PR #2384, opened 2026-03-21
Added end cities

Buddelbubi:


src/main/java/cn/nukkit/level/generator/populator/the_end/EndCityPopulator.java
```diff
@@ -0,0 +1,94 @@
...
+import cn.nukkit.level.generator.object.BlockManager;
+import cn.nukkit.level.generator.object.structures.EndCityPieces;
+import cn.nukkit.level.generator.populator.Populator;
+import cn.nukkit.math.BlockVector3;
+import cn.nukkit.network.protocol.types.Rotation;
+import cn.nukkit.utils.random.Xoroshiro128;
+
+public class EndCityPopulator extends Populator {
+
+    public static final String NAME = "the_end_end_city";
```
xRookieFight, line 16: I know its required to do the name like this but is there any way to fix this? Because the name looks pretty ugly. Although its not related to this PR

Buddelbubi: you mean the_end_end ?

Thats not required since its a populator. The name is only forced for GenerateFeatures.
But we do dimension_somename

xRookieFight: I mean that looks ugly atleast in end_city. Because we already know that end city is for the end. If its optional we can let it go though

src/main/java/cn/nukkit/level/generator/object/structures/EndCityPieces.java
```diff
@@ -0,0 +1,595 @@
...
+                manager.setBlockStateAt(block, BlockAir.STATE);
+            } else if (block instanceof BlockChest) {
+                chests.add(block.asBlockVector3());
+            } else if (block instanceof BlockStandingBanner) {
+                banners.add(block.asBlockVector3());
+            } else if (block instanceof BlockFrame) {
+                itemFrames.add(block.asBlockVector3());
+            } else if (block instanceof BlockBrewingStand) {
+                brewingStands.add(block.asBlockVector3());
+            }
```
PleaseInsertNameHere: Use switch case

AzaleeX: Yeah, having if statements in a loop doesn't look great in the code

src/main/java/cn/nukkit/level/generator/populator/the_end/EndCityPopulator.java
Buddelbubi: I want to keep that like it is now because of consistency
==*==
In the entries above, tally the lines that hold the string "like" and give only the count.

2